* EXERCISE DESCRIPTION:
Lines containing "integration": state how many there are in these entries, and write only that number.

* Saved data entries:
PR #1246, opened 2026-02-05
Add CatalogStream Interface

### LINKED ISSUE #1042: Add a background running data iterator interface
**Feature request**

LSDB would be a great fit for machine learning training pipelines as a streaming dataset. I propose to implement a streaming interface as a Python iterator object, which would fetch data from a few random partitions in the background and yield the result. We can implement both an infinite iterator and an iterator that goes through the catalog exactly once.  

We can also provide integration with PyTorch as a Catalog method returning a torch data loader object.  

See the prototype of this idea in the Uncle Val repo:
https://github.com/lincc-frameworks/uncle-val/blob/main/src/uncle_val/learning/lsdb_dataset.py

**Before submitting**
Please check the following:

dougbrn:
Closes #1042. Generally pretty open on a lot of the design decisions, naming, etc here. I didn't attempt the pytorch integration mentioned in the issue, happy to discuss more about that!


hombit (commented):
I have a few overall design questions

* EXERCISE ANSWER:
2